— Record extracts —
########################################

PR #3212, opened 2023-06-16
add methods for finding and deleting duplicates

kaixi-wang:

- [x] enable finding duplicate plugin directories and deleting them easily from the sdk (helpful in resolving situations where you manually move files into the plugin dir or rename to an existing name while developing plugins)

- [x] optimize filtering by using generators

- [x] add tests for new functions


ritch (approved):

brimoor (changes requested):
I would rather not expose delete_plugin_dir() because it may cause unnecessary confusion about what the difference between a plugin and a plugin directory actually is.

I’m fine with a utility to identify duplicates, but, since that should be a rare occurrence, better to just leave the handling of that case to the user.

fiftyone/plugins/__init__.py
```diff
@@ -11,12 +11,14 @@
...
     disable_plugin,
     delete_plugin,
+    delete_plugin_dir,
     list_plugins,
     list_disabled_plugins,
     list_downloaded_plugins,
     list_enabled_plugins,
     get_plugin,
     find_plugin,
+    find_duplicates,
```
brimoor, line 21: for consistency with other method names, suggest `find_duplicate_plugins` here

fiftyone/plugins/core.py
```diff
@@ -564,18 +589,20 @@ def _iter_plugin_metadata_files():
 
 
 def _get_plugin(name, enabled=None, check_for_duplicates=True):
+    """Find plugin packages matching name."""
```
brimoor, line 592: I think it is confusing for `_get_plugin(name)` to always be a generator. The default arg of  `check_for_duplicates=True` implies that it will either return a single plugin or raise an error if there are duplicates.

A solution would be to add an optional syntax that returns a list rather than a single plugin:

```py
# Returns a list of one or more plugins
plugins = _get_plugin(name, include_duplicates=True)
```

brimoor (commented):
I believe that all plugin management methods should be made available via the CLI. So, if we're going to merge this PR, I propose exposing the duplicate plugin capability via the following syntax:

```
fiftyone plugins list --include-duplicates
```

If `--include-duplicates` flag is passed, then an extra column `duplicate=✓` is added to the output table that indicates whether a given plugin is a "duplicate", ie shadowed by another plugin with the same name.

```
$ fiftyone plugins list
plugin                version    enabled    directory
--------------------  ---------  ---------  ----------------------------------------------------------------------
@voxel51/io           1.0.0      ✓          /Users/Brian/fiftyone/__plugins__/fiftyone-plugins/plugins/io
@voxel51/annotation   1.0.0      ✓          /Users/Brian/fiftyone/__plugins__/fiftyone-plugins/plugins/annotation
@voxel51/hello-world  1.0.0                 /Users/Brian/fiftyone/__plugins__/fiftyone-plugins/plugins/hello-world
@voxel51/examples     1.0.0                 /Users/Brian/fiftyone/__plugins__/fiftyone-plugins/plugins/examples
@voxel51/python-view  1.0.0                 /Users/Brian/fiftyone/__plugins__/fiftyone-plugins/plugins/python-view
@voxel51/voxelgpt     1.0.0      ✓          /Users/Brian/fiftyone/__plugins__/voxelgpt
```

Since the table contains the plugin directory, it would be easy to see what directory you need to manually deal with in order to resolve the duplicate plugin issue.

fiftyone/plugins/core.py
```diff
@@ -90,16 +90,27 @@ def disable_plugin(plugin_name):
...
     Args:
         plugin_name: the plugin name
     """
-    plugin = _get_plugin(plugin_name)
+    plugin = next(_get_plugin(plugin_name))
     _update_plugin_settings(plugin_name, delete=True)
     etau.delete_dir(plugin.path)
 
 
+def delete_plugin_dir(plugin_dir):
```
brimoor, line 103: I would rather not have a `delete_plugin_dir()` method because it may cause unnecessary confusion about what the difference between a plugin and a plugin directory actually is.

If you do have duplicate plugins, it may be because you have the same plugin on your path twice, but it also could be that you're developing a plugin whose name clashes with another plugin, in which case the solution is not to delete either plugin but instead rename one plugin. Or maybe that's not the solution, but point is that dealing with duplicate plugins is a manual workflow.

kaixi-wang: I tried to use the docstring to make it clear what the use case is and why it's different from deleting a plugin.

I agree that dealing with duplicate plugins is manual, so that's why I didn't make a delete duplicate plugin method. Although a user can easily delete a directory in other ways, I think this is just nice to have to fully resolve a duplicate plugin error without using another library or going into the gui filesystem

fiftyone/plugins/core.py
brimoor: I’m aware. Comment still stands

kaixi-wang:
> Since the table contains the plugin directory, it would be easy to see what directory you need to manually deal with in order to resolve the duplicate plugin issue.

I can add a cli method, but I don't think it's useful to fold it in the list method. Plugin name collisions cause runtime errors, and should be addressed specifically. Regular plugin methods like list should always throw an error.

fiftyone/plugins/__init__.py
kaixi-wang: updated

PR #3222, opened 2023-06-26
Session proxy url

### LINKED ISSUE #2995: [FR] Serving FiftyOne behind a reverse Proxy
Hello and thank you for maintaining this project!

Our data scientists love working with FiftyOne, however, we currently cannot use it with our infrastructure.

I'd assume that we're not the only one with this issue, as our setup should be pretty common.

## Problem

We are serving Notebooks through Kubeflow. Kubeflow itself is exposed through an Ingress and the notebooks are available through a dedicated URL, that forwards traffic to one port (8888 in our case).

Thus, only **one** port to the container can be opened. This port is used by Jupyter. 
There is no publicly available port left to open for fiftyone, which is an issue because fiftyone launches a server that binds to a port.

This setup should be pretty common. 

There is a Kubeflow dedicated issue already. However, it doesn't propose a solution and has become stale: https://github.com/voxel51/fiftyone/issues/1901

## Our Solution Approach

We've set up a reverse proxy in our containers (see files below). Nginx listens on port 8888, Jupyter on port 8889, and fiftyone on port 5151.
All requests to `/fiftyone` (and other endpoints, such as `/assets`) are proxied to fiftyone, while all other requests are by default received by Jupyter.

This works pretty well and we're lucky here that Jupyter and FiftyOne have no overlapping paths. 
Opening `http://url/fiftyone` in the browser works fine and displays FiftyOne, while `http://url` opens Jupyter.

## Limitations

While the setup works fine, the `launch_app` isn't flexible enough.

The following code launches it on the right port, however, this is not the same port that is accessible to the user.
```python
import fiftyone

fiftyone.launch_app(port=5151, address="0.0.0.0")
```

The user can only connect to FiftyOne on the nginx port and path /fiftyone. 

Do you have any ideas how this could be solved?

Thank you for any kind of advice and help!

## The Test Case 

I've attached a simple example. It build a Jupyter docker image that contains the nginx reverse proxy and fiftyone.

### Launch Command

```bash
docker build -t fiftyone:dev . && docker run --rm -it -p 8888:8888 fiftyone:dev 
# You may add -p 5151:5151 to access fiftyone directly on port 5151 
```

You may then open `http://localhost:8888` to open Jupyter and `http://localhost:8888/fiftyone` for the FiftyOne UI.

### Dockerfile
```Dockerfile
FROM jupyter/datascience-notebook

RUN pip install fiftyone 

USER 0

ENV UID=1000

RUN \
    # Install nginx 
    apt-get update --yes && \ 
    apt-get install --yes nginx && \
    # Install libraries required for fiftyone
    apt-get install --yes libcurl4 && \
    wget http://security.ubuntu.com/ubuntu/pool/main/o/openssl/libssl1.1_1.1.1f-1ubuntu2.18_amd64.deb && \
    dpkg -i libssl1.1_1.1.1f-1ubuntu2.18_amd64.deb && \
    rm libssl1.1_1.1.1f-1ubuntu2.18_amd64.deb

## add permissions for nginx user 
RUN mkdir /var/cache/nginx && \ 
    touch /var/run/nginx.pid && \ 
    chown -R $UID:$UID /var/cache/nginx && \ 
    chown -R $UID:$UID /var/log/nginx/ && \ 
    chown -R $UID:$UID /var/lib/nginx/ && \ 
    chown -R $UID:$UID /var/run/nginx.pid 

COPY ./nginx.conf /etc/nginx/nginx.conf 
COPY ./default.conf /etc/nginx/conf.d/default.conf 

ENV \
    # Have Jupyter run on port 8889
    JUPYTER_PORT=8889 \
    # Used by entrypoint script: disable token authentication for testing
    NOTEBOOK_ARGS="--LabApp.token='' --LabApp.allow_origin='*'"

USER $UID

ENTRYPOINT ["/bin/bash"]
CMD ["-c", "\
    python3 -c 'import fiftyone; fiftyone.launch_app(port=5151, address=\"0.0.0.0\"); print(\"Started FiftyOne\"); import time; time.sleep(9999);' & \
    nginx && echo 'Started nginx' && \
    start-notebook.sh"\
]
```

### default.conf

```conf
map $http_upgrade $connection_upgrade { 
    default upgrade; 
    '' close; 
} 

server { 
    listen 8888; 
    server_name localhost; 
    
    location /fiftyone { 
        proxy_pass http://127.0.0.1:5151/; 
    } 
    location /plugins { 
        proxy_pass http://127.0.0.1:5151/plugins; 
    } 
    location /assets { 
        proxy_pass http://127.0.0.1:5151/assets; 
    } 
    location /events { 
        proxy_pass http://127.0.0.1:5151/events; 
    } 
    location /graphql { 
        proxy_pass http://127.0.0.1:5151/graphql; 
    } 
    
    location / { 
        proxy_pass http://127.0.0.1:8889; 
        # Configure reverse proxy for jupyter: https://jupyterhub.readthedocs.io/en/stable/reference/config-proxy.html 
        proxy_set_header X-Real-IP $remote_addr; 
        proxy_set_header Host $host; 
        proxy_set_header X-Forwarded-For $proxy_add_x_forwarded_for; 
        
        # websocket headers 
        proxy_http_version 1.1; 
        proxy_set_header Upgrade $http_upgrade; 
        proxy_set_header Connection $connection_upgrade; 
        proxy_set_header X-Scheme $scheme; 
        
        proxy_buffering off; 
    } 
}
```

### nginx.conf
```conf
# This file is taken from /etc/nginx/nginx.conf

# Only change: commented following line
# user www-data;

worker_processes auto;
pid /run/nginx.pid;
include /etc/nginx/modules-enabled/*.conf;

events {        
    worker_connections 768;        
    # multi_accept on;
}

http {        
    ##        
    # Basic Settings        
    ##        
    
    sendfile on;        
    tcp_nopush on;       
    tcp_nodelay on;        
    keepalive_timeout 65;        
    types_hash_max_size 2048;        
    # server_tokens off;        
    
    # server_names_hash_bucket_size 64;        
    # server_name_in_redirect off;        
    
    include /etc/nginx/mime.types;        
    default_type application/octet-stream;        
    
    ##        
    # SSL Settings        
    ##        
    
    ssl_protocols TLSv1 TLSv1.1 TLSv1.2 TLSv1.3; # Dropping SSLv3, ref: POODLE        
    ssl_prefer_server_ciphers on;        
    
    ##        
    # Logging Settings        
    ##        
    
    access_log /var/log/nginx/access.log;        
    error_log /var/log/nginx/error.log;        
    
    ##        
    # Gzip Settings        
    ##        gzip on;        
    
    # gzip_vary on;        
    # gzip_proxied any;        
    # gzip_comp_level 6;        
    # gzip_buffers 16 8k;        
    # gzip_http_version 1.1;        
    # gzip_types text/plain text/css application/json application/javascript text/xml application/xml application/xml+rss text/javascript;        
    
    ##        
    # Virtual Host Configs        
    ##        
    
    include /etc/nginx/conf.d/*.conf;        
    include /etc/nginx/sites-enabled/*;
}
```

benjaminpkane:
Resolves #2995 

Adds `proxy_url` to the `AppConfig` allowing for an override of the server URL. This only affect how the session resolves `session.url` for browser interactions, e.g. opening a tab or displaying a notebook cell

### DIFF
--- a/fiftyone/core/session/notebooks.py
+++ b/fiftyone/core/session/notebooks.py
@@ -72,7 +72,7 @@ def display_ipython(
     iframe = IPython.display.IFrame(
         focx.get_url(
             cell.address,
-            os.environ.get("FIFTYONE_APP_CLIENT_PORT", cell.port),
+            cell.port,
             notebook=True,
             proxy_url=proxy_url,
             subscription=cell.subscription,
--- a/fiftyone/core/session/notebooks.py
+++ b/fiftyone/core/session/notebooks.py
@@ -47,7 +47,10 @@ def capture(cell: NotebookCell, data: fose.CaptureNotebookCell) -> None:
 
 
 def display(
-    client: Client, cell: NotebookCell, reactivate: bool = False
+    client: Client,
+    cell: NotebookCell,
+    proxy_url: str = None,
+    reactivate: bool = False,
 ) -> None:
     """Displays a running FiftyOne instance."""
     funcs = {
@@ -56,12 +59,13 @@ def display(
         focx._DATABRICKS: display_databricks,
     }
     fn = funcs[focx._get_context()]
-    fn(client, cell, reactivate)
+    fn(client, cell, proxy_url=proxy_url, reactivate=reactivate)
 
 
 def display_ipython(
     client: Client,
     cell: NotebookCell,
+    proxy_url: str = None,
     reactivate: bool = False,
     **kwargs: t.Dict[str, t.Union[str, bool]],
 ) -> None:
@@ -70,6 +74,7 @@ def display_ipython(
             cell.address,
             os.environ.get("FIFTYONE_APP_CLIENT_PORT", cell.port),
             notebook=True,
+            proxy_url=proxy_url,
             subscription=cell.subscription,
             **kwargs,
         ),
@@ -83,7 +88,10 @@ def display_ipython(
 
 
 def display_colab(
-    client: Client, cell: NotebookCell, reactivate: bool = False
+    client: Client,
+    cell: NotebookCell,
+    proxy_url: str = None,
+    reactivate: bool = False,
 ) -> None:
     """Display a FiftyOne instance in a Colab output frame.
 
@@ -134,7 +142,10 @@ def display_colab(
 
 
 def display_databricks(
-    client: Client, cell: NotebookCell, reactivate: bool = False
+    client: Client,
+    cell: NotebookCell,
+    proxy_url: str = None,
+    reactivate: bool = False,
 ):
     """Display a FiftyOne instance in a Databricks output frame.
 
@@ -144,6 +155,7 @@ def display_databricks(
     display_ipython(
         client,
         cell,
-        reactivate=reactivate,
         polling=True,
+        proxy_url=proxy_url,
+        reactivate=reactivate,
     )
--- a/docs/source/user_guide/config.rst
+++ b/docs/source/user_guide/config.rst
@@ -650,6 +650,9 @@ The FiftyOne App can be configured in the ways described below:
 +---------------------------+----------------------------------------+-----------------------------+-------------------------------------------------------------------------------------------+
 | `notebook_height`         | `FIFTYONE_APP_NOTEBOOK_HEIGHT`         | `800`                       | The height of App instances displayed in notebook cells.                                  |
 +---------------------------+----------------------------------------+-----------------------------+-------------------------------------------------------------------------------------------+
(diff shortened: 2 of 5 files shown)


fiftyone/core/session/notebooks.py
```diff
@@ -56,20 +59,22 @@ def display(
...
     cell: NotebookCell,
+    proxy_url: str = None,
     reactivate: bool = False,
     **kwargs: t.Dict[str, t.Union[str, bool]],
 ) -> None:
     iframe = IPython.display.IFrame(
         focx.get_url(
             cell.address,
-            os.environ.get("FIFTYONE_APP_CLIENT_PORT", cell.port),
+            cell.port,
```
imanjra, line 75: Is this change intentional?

########################################

— Goal of the exercise —
Only lines holding the word "into" are wanted; copy each one from the listing.

— Answer box —
- [x] enable finding duplicate plugin directories and deleting them easily from the sdk (helpful in resolving situations where you manually move files into the plugin dir or rename to an existing name while developing plugins)
I agree that dealing with duplicate plugins is manual, so that's why I didn't make a delete duplicate plugin method. Although a user can easily delete a directory in other ways, I think this is just nice to have to fully resolve a duplicate plugin error without using another library or going into the gui filesystem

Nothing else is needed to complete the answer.